*** Block opens ***

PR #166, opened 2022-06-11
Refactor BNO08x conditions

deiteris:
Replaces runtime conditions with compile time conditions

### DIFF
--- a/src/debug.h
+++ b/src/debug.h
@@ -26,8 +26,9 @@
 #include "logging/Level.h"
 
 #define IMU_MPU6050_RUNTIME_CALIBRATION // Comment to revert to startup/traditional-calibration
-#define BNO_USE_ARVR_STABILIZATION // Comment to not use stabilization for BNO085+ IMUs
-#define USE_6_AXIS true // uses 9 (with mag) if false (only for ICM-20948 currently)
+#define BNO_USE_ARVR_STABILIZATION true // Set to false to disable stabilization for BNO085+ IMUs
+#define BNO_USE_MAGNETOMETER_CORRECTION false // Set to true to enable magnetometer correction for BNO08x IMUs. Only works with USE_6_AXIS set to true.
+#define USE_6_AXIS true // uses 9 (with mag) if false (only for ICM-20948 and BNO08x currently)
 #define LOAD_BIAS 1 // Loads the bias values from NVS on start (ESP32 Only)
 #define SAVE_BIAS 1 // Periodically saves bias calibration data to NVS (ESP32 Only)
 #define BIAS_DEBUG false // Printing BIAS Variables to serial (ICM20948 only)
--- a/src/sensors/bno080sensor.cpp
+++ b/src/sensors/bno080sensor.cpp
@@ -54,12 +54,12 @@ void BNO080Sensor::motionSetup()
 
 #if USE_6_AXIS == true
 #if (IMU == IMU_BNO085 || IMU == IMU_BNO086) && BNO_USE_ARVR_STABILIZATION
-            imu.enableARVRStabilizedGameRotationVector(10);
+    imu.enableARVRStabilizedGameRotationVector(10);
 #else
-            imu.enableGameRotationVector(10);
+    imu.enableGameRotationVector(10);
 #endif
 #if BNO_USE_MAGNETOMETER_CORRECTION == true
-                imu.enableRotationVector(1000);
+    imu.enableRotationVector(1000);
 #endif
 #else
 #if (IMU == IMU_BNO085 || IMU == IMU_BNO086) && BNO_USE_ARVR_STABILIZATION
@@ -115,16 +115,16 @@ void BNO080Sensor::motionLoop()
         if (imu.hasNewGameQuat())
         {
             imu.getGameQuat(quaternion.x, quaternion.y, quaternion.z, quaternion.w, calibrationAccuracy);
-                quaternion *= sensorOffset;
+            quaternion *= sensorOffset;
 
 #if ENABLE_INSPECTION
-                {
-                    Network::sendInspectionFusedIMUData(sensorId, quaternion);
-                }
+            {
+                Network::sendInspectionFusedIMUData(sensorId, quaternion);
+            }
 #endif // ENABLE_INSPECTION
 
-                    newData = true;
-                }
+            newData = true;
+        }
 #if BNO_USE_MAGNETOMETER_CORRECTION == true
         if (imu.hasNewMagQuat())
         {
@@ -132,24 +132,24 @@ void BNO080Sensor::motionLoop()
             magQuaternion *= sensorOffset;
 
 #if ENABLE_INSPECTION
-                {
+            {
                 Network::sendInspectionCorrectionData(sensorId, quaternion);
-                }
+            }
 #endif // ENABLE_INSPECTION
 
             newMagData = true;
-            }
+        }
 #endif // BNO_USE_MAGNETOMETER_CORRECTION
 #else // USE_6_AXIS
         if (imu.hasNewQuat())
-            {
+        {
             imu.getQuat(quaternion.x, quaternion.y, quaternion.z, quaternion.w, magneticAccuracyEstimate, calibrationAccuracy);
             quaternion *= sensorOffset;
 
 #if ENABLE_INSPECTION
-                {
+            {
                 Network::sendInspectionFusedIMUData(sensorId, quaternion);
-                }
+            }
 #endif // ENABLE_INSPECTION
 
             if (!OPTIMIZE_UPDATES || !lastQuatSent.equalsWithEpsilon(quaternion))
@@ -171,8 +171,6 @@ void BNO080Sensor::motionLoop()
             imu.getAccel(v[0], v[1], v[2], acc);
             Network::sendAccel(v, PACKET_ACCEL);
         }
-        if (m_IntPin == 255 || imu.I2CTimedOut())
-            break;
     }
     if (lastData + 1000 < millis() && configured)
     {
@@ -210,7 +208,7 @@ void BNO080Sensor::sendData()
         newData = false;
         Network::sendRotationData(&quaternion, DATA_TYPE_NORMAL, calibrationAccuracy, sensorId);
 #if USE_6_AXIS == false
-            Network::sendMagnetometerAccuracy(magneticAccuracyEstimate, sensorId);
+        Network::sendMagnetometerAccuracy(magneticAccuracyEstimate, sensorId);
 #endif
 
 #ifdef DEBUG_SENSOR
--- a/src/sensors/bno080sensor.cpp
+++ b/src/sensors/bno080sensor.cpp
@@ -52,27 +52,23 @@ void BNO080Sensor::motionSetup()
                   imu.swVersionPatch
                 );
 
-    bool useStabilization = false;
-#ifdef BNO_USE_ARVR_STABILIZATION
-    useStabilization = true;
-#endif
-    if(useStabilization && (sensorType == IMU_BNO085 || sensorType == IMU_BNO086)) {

*** Block closes ***

Exercise ::
Reproduce the entries exactly as they appear.

Completed task ::
PR #166, opened 2022-06-11
Refactor BNO08x conditions

deiteris:
Replaces runtime conditions with compile time conditions

### DIFF
--- a/src/debug.h
+++ b/src/debug.h
@@ -26,8 +26,9 @@
 #include "logging/Level.h"
 
 #define IMU_MPU6050_RUNTIME_CALIBRATION // Comment to revert to startup/traditional-calibration
-#define BNO_USE_ARVR_STABILIZATION // Comment to not use stabilization for BNO085+ IMUs
-#define USE_6_AXIS true // uses 9 (with mag) if false (only for ICM-20948 currently)
+#define BNO_USE_ARVR_STABILIZATION true // Set to false to disable stabilization for BNO085+ IMUs
+#define BNO_USE_MAGNETOMETER_CORRECTION false // Set to true to enable magnetometer correction for BNO08x IMUs. Only works with USE_6_AXIS set to true.
+#define USE_6_AXIS true // uses 9 (with mag) if false (only for ICM-20948 and BNO08x currently)
 #define LOAD_BIAS 1 // Loads the bias values from NVS on start (ESP32 Only)
 #define SAVE_BIAS 1 // Periodically saves bias calibration data to NVS (ESP32 Only)
 #define BIAS_DEBUG false // Printing BIAS Variables to serial (ICM20948 only)
--- a/src/sensors/bno080sensor.cpp
+++ b/src/sensors/bno080sensor.cpp
@@ -54,12 +54,12 @@ void BNO080Sensor::motionSetup()
 
 #if USE_6_AXIS == true
 #if (IMU == IMU_BNO085 || IMU == IMU_BNO086) && BNO_USE_ARVR_STABILIZATION
-            imu.enableARVRStabilizedGameRotationVector(10);
+    imu.enableARVRStabilizedGameRotationVector(10);
 #else
-            imu.enableGameRotationVector(10);
+    imu.enableGameRotationVector(10);
 #endif
 #if BNO_USE_MAGNETOMETER_CORRECTION == true
-                imu.enableRotationVector(1000);
+    imu.enableRotationVector(1000);
 #endif
 #else
 #if (IMU == IMU_BNO085 || IMU == IMU_BNO086) && BNO_USE_ARVR_STABILIZATION
@@ -115,16 +115,16 @@ void BNO080Sensor::motionLoop()
         if (imu.hasNewGameQuat())
         {
             imu.getGameQuat(quaternion.x, quaternion.y, quaternion.z, quaternion.w, calibrationAccuracy);
-                quaternion *= sensorOffset;
+            quaternion *= sensorOffset;
 
 #if ENABLE_INSPECTION
-                {
-                    Network::sendInspectionFusedIMUData(sensorId, quaternion);
-                }
+            {
+                Network::sendInspectionFusedIMUData(sensorId, quaternion);
+            }
 #endif // ENABLE_INSPECTION
 
-                    newData = true;
-                }
+            newData = true;
+        }
 #if BNO_USE_MAGNETOMETER_CORRECTION == true
         if (imu.hasNewMagQuat())
         {
@@ -132,24 +132,24 @@ void BNO080Sensor::motionLoop()
             magQuaternion *= sensorOffset;
 
 #if ENABLE_INSPECTION
-                {
+            {
                 Network::sendInspectionCorrectionData(sensorId, quaternion);
-                }
+            }
 #endif // ENABLE_INSPECTION
 
             newMagData = true;
-            }
+        }
 #endif // BNO_USE_MAGNETOMETER_CORRECTION
 #else // USE_6_AXIS
         if (imu.hasNewQuat())
-            {
+        {
             imu.getQuat(quaternion.x, quaternion.y, quaternion.z, quaternion.w, magneticAccuracyEstimate, calibrationAccuracy);
             quaternion *= sensorOffset;
 
 #if ENABLE_INSPECTION
-                {
+            {
                 Network::sendInspectionFusedIMUData(sensorId, quaternion);
-                }
+            }
 #endif // ENABLE_INSPECTION
 
             if (!OPTIMIZE_UPDATES || !lastQuatSent.equalsWithEpsilon(quaternion))
@@ -171,8 +171,6 @@ void BNO080Sensor::motionLoop()
             imu.getAccel(v[0], v[1], v[2], acc);
             Network::sendAccel(v, PACKET_ACCEL);
         }
-        if (m_IntPin == 255 || imu.I2CTimedOut())
-            break;
     }
     if (lastData + 1000 < millis() && configured)
     {
@@ -210,7 +208,7 @@ void BNO080Sensor::sendData()
         newData = false;
         Network::sendRotationData(&quaternion, DATA_TYPE_NORMAL, calibrationAccuracy, sensorId);
 #if USE_6_AXIS == false
-            Network::sendMagnetometerAccuracy(magneticAccuracyEstimate, sensorId);
+        Network::sendMagnetometerAccuracy(magneticAccuracyEstimate, sensorId);
 #endif
 
 #ifdef DEBUG_SENSOR
--- a/src/sensors/bno080sensor.cpp
+++ b/src/sensors/bno080sensor.cpp
@@ -52,27 +52,23 @@ void BNO080Sensor::motionSetup()
                   imu.swVersionPatch
                 );
 
-    bool useStabilization = false;
-#ifdef BNO_USE_ARVR_STABILIZATION
-    useStabilization = true;
-#endif
-    if(useStabilization && (sensorType == IMU_BNO085 || sensorType == IMU_BNO086)) {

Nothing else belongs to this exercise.